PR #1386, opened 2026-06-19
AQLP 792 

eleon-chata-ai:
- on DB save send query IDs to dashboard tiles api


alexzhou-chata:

* AIM OF THE EXERCISE
Output exactly the lines above, from the one holding "- on DB save" through the end of the data, including the first and last.

* ANSWER AREA
- on DB save send query IDs to dashboard tiles api


alexzhou-chata:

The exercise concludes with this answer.